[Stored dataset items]
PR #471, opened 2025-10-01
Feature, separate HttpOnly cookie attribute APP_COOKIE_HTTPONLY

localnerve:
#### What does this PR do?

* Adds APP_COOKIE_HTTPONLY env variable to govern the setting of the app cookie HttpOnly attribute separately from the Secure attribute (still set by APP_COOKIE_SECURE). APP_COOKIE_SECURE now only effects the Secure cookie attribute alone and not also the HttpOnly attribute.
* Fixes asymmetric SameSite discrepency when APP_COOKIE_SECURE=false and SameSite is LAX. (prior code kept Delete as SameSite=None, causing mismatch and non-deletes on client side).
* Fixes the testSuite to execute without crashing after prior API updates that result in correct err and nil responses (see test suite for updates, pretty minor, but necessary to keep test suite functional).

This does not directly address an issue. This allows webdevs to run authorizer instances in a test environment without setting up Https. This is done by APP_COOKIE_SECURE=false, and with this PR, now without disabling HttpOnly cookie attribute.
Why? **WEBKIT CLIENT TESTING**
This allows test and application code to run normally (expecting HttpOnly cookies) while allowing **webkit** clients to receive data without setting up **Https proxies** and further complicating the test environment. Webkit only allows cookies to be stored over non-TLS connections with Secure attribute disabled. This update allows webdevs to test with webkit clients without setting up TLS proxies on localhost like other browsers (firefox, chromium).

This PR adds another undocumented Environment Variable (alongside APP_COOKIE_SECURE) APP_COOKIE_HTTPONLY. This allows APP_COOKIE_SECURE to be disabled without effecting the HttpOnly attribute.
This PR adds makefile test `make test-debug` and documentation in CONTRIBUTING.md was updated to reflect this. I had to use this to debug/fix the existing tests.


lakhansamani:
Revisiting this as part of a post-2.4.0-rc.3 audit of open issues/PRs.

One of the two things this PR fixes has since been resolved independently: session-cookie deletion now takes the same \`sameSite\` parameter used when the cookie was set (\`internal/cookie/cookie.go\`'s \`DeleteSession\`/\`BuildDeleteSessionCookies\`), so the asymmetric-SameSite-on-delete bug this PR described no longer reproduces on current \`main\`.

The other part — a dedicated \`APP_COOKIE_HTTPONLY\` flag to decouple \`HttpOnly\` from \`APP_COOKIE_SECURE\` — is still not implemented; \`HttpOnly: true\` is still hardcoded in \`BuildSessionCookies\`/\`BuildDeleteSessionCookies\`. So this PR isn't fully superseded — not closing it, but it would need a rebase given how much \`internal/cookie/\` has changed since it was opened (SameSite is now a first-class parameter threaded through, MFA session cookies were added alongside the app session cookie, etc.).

> TASK REQUIREMENTS
In the entries above, please find the line with "on client side)." and the line with "Why? **WEBKIT CLIENT TESTING**", then write out exactly those two lines and every line between them, and nothing more.

> YOUR RESPONSE
* Fixes asymmetric SameSite discrepency when APP_COOKIE_SECURE=false and SameSite is LAX. (prior code kept Delete as SameSite=None, causing mismatch and non-deletes on client side).
* Fixes the testSuite to execute without crashing after prior API updates that result in correct err and nil responses (see test suite for updates, pretty minor, but necessary to keep test suite functional).

This does not directly address an issue. This allows webdevs to run authorizer instances in a test environment without setting up Https. This is done by APP_COOKIE_SECURE=false, and with this PR, now without disabling HttpOnly cookie attribute.
Why? **WEBKIT CLIENT TESTING**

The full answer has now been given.